* [What you will do]: Transcribe the entries below exactly.

* [Given records]:
Issue #3254, opened 2023-02-21
Verilator: Support `--timing` mode


marlonjames:
Verilator has support for [timing constructs](https://verilator.org/guide/latest/exe_verilator.html#cmdoption-timing) via the `--timing` argument.

When using `--timing`, the wrapper needs to call `eventsPending()` and `nextTimeSlot()` in order to not miss a time step that needs to be evaluated.
Details here: https://verilator.org/guide/latest/connecting.html#wrappers-and-model-evaluation-loop

imphil:
I wonder if we can use the auto-generated C++ wrapper with Verilator now, which would hopefully give us all these things for free (and keep the updated).

marlonjames:
I don't think that the generated wrapper has support for any of the callbacks for VPI applications.

Issue #10, opened 2013-06-18
Finer grained control over logging verbosity


chiggs:
We globally set the loglevel in cocotb.**init**.py:

> log.setLevel(logging.INFO)

We've split the messages hierarchically using the standard python logging mechanism.  It would be useful to provide and document a more convenient way to set up, for example all of the following can be different verbosity:

scheduler
drivers
monitors
scoreboard
coroutines

ktbarrett:
This can be accomplished using the standard Python logging facilities now.

For example:
```python
import logging
logging.getLogger("cocotb.regression").setLevel(logging.WARNING)
```

PR #3316, opened 2023-05-24
Patch support for --timing flag in verilator

mczyz-antmicro:
This PR adds a fix to error "Simulator shut down prematurely" when cocotb is used with Verilator and `--timing` parameter. The proposed fix is related to issue #3254

If the HDL code contains timing statements, e.g. `#10 clk = ~clk;`, then the Verilator should be called with a `--timing` flag. In current implementation Verilator shuts down prematurely, beacuse the call to `VerilatedVpi::cbNextDeadline()` returns uint64 max, meaning no more scheduled events (`cbNextDeadline()` is the deadline of the next registered VPI callback). If we want to support the Verilator's `--timing` flag, then a check must be performed to see if there are any events pending `top->eventsPending()` and then find the next time slot `top->nextTimeSlot()`. The next time step is then the smaller of time steps returned by `VerilatedVpi::cbNextDeadline()` and `top->nextTimeSlot()`

### DIFF
--- a/cocotb/share/lib/verilator/verilator.cpp
+++ b/cocotb/share/lib/verilator/verilator.cpp
@@ -111,7 +111,10 @@ int main(int argc, char** argv) {
 #endif
         // cocotb controls the clock inputs using cbAfterDelay so
         // skip ahead to the next registered callback
-        vluint64_t next_time = VerilatedVpi::cbNextDeadline();
+        vluint64_t next_time_cocotb = VerilatedVpi::cbNextDeadline();
+        vluint64_t next_time_timing =
+            top->eventsPending() ? top->nextTimeSlot() : (vluint64_t)~0ULL;
+        vluint64_t next_time = std::min(next_time_cocotb, next_time_timing);
 
         // If there are no more cbAfterDelay callbacks,
         // the next deadline is max value, so end the simulation now
--- a/cocotb/share/lib/verilator/verilator.cpp
+++ b/cocotb/share/lib/verilator/verilator.cpp
@@ -111,14 +111,15 @@ int main(int argc, char** argv) {
 #endif
         // cocotb controls the clock inputs using cbAfterDelay so
         // skip ahead to the next registered callback
+        const vluint64_t NO_TOP_EVENTS_PENDING = static_cast<vluint64_t>(~0ULL);
         vluint64_t next_time_cocotb = VerilatedVpi::cbNextDeadline();
         vluint64_t next_time_timing =
-            top->eventsPending() ? top->nextTimeSlot() : (vluint64_t)~0ULL;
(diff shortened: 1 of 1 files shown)


ktbarrett:
Yeah, they seem unrelated, which is odd since https://github.com/cocotb/cocotb/pull/3321 is passing.

ktbarrett:
So when not in `--timing` mode, what does `top->eventsPending()` and `top->nextTimeSlot()` return? What happens if cocotb "deadlocks" by waiting on an event that will never happen? We expect the simulator to detect that and exit instead of hang indefinitely. Does this solution avoid that?

ktbarrett:
I don't know enough about Verilator to say this doesn't change existing behavior. Waiting on feedback.

imphil (approved):
LGTM, thanks! Can you do the small nitpick update, @mczyz-antmicro?

> So when not in --timing mode, what does top->eventsPending() and top->nextTimeSlot() return?

* eventsPending() returns false without complaining,
* nextTimeSlot() returns 0 with a fatal error

https://github.com/verilator/verilator/blob/c2483189580e0c0b9ba87a9087d1a1032ba5c011/src/V3EmitCModel.cpp#L451-L455

mczyz-antmicro:
- @imphil Added your suggestion [in this commit](https://github.com/antmicro/cocotb/commit/a76b29655252e3821aa2a0db39046026e3431b44)
- Testcase is [on this branch](https://github.com/antmicro/cocotb/commits/mczyz/verilator-parameters)

I rebased both branches to latest master, too

cocotb/share/lib/verilator/verilator.cpp
```diff
@@ -111,11 +111,15 @@ int main(int argc, char** argv) {
 #endif
         // cocotb controls the clock inputs using cbAfterDelay so
         // skip ahead to the next registered callback
-        vluint64_t next_time = VerilatedVpi::cbNextDeadline();
+        const vluint64_t NO_TOP_EVENTS_PENDING = static_cast<vluint64_t>(~0ULL);
```
ktbarrett, line 114: Technically this could be `constexpr`, but who cares. The compiler is going to const prop it regardless.

ktbarrett (approved):

ktbarrett:
@mczyz-antmicro The test looks good but we don't really need both the Python runner and the Makefile for the test. The only issue I see is that it would be nice to timeout and kill the hung process so the rest of the regression can complete.

imphil:
Thanks @mczyz-antmicro for your work on this PR! Thanks especially for the in-depth thoughts on testing your change in https://github.com/cocotb/cocotb/pull/3316#issuecomment-1580849641, that's exceptional and very much appreciated.

mczyz-antmicro:
I will follow-up with testcase in #3333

* [Response area]:
Issue #3254, opened 2023-02-21
Verilator: Support `--timing` mode


marlonjames:
Verilator has support for [timing constructs](https://verilator.org/guide/latest/exe_verilator.html#cmdoption-timing) via the `--timing` argument.

When using `--timing`, the wrapper needs to call `eventsPending()` and `nextTimeSlot()` in order to not miss a time step that needs to be evaluated.
Details here: https://verilator.org/guide/latest/connecting.html#wrappers-and-model-evaluation-loop

imphil:
I wonder if we can use the auto-generated C++ wrapper with Verilator now, which would hopefully give us all these things for free (and keep the updated).

marlonjames:
I don't think that the generated wrapper has support for any of the callbacks for VPI applications.

Issue #10, opened 2013-06-18
Finer grained control over logging verbosity


chiggs:
We globally set the loglevel in cocotb.**init**.py:

> log.setLevel(logging.INFO)

We've split the messages hierarchically using the standard python logging mechanism.  It would be useful to provide and document a more convenient way to set up, for example all of the following can be different verbosity:

scheduler
drivers
monitors
scoreboard
coroutines

ktbarrett:
This can be accomplished using the standard Python logging facilities now.

For example:
```python
import logging
logging.getLogger("cocotb.regression").setLevel(logging.WARNING)
```

PR #3316, opened 2023-05-24
Patch support for --timing flag in verilator

mczyz-antmicro:
This PR adds a fix to error "Simulator shut down prematurely" when cocotb is used with Verilator and `--timing` parameter. The proposed fix is related to issue #3254

If the HDL code contains timing statements, e.g. `#10 clk = ~clk;`, then the Verilator should be called with a `--timing` flag. In current implementation Verilator shuts down prematurely, beacuse the call to `VerilatedVpi::cbNextDeadline()` returns uint64 max, meaning no more scheduled events (`cbNextDeadline()` is the deadline of the next registered VPI callback). If we want to support the Verilator's `--timing` flag, then a check must be performed to see if there are any events pending `top->eventsPending()` and then find the next time slot `top->nextTimeSlot()`. The next time step is then the smaller of time steps returned by `VerilatedVpi::cbNextDeadline()` and `top->nextTimeSlot()`

### DIFF
--- a/cocotb/share/lib/verilator/verilator.cpp
+++ b/cocotb/share/lib/verilator/verilator.cpp
@@ -111,7 +111,10 @@ int main(int argc, char** argv) {
 #endif
         // cocotb controls the clock inputs using cbAfterDelay so
         // skip ahead to the next registered callback
-        vluint64_t next_time = VerilatedVpi::cbNextDeadline();
+        vluint64_t next_time_cocotb = VerilatedVpi::cbNextDeadline();
+        vluint64_t next_time_timing =
+            top->eventsPending() ? top->nextTimeSlot() : (vluint64_t)~0ULL;
+        vluint64_t next_time = std::min(next_time_cocotb, next_time_timing);
 
         // If there are no more cbAfterDelay callbacks,
         // the next deadline is max value, so end the simulation now
--- a/cocotb/share/lib/verilator/verilator.cpp
+++ b/cocotb/share/lib/verilator/verilator.cpp
@@ -111,14 +111,15 @@ int main(int argc, char** argv) {
 #endif
         // cocotb controls the clock inputs using cbAfterDelay so
         // skip ahead to the next registered callback
+        const vluint64_t NO_TOP_EVENTS_PENDING = static_cast<vluint64_t>(~0ULL);
         vluint64_t next_time_cocotb = VerilatedVpi::cbNextDeadline();
         vluint64_t next_time_timing =
-            top->eventsPending() ? top->nextTimeSlot() : (vluint64_t)~0ULL;
(diff shortened: 1 of 1 files shown)


ktbarrett:
Yeah, they seem unrelated, which is odd since https://github.com/cocotb/cocotb/pull/3321 is passing.

ktbarrett:
So when not in `--timing` mode, what does `top->eventsPending()` and `top->nextTimeSlot()` return? What happens if cocotb "deadlocks" by waiting on an event that will never happen? We expect the simulator to detect that and exit instead of hang indefinitely. Does this solution avoid that?

ktbarrett:
I don't know enough about Verilator to say this doesn't change existing behavior. Waiting on feedback.

imphil (approved):
LGTM, thanks! Can you do the small nitpick update, @mczyz-antmicro?

> So when not in --timing mode, what does top->eventsPending() and top->nextTimeSlot() return?

* eventsPending() returns false without complaining,
* nextTimeSlot() returns 0 with a fatal error

https://github.com/verilator/verilator/blob/c2483189580e0c0b9ba87a9087d1a1032ba5c011/src/V3EmitCModel.cpp#L451-L455

mczyz-antmicro:
- @imphil Added your suggestion [in this commit](https://github.com/antmicro/cocotb/commit/a76b29655252e3821aa2a0db39046026e3431b44)
- Testcase is [on this branch](https://github.com/antmicro/cocotb/commits/mczyz/verilator-parameters)

I rebased both branches to latest master, too

cocotb/share/lib/verilator/verilator.cpp
```diff
@@ -111,11 +111,15 @@ int main(int argc, char** argv) {
 #endif
         // cocotb controls the clock inputs using cbAfterDelay so
         // skip ahead to the next registered callback
-        vluint64_t next_time = VerilatedVpi::cbNextDeadline();
+        const vluint64_t NO_TOP_EVENTS_PENDING = static_cast<vluint64_t>(~0ULL);
```
ktbarrett, line 114: Technically this could be `constexpr`, but who cares. The compiler is going to const prop it regardless.

ktbarrett (approved):

ktbarrett:
@mczyz-antmicro The test looks good but we don't really need both the Python runner and the Makefile for the test. The only issue I see is that it would be nice to timeout and kill the hung process so the rest of the regression can complete.

imphil:
Thanks @mczyz-antmicro for your work on this PR! Thanks especially for the in-depth thoughts on testing your change in https://github.com/cocotb/cocotb/pull/3316#issuecomment-1580849641, that's exceptional and very much appreciated.

mczyz-antmicro:
I will follow-up with testcase in #3333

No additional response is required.